**Exercise goal**
Keep only those lines of the records that include the string "bootstrap".

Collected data
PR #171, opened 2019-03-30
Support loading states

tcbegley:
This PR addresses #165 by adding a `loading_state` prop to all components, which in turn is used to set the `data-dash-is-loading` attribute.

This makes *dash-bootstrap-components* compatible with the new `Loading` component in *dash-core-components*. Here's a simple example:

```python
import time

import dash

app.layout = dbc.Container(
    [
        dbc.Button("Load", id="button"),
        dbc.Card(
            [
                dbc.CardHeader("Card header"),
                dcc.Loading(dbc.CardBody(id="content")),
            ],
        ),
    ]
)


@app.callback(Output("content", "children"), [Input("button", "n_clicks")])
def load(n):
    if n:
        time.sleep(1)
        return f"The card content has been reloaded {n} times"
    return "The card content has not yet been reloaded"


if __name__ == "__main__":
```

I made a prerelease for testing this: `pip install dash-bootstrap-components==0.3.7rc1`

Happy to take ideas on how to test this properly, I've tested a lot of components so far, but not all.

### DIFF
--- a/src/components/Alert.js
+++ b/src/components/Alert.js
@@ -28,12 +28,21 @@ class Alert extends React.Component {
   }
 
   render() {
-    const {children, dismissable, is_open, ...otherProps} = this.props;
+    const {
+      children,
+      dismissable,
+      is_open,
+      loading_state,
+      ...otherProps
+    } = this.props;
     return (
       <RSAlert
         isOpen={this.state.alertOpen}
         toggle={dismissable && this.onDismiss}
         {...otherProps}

**Written response**
This makes *dash-bootstrap-components* compatible with the new `Loading` component in *dash-core-components*. Here's a simple example:
I made a prerelease for testing this: `pip install dash-bootstrap-components==0.3.7rc1`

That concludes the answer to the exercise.